RNAseq(スプライスバリアント)処理手法の比較尺度

  • スプライシング・バリエーションの評価に関して複数の方法をさまざまな尺度で比較しているペイパーこちら
  • その尺度の詳細は、リンク先論文のサプルのさらにサプル・ノートの最後の最後の45ページ目に色々あります。
    • Alignment yield
      • "We measured the proportion of sequenced (or simulated) reads that were mapped and the frequency of ambiguous mappings"
    • Mismatch and truncation frequencies
      • "the number of mismatches (substitutions) per primary read alignment and visualized the resulting distributions"
    • Truncation frequency
      • "Some aligners can truncate the ends of reads, and thus output a partial alignment when unable to map an entire sequence. ... A good spliced aligner would therefore be expected to output a moderate proportion of truncated alignments."
    • Basewise accuracy
      • "the most fundamental. Here, we measured the proportion of all simulated bases that were correctly mapped, and the proportion incorrectly mapped" スプライシングの影響を受けるところとそうでないところで条件付けもして集計
    • Read placement accuracy
      • "In addition to basewise accuracy, it is important to measure performance at the read level"
    • Accuracy among unique and ambiguous mappings
      • "By comparing accuracy between unique and ambiguous mappings, a level of confidence can be established for each category "
    • Indel frequency and accuracy
      • " the capability to detect indels therefore differs markedly among mappers ... the number of insertions and deletions in the primary alignments from each protocol"

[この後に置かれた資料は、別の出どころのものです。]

Issue #1906, opened 2026-02-10
Add cliff shadows: quest_001 - 3_stealth_level


russell-cj:
This sub-issue focuses on a visual update to the stealth level in Quest 001 to include the new base cliff shadows.

### Scene to modify
- `res://quests/lore_quests/quest_001/3_stealth_level/stealth_level.tscn`

PR #1943, opened 2026-02-19
Add cliff shadows to quest_001 - 3_stealth_level

russell-cj:
Update the stealth level scene in Quest 001 to use the new base cliff shadows.

resolve: #1906


russell-cj:
>If you have two cliffs stacked on top of each other, on top of the water, I thought it would look weird if the upper cliffs cast a shadow on the thin air. But actually I think it's better:

Analyzing the examples, I think that in the first case (same size), the shadow doesn't provide a clear perspective, so I would consider removing it and leaving the top part without a shadow. However, in the second case, where the upper cliff is narrower, the shadow does provide a fairly acceptable sense of depth. I believe that distinction is key in deciding where to apply it.

manuq:
> It makes the ground shadow rather subtle but still better than no shadow.

Thanks for this example, @wjt . The "substract" idea doesn't work at all, I was confused by other shadow layer in the same stealth scene *facepalm*.

Thanks for your opinion too @russell-cj . I would keep it like this, consistently adding shadows to the elevation tiles. If we can't find a case in which the shadow is not needed, then we should open a task to add the shadow to the cliffs PNG. I agree with @wjt on https://github.com/endlessm/threadbare/pull/1943#issuecomment-3928088621 that a shadow is better too in the "cliff over cliff" case.

russell-cj:
Hi @manuq  and @wjt ,

I’d like to know what the final decision will be regarding the cliff shadows over water. Should I continue doing it the way I was before, or use the `CanvasItemMaterial` that Manu added and apply the suggested blend mode?

PR #1950, opened 2026-02-19
Altering champ combat game to make changing sprites more important

izzykriz:
Since changing the bait sprites is so avoidable in the combat minigame, altered it so that the sprites are very difficult to tell apart at first, and encourages the players to edit the sprite pngs so they can easily distinguish them.


felixwalberg (approved):
I think this is great! The closeness of the dull colors makes it difficult for me to determine which target the bait is associated with. I'm sure this will provide extra motivation for the learners. The only change I made was adding the HitSound of the projectile scenes back to the SFX bus (my understanding is that this is managed globally in Threadbare and will ensure it is mixed properly with the other audio). 

One other thing I will mention is that the dialogue prompt "color in the `champ_bait_projectile` pngs" can also be addressed by learners with the `Modulate` attribute of the AnimatedSprite2D node of the projectile via the inspector. This allows them to change the color of the entire png without having to leave Godot. If they want to get more creative, as your dialogue encourages, they can replace the entire sprite!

    • Spatial distribution of mismatches, indels and splices over read sequences
      • " biases may result in the distribution of alignment features"
    • Coverage of annotated genes
      • "number of exon hits (alignments covering only exonic features), spliced exon hits (as the previous category, but aligning with a splice operation), partial exon hits (alignments covering exonic and non-exonic features), intron hits, intergenic hits, number of genes with proper exon hits, proportion of exon hits and the number of alignments associated with specific types of features"
    • Splice frequency and junction characteristics
      • "the number of reported splices divided by the number of sequenced reads"
    • Splice accuracy
      • " A splice was considered correct if placed so that its genomic start and end (donor and acceptor) coordinates agreed with those of the true alignment"
    • Junction frequency and accuracy
      • "A junction was considered correct if its genomic start and end coordinates matched those of a junction in the simulated transcriptome"
    • Transcript reconstruction accuracy
      • "we ran Cufflinks on the output from each alignment protocol, and computed precision and recall for reconstruction of individual exons as well as spliced transcripts"
  • この論文の結果を利用するには、多尺度のスコアを「自分の決断用1次元」に射影するための関数を作らなければなりませんね。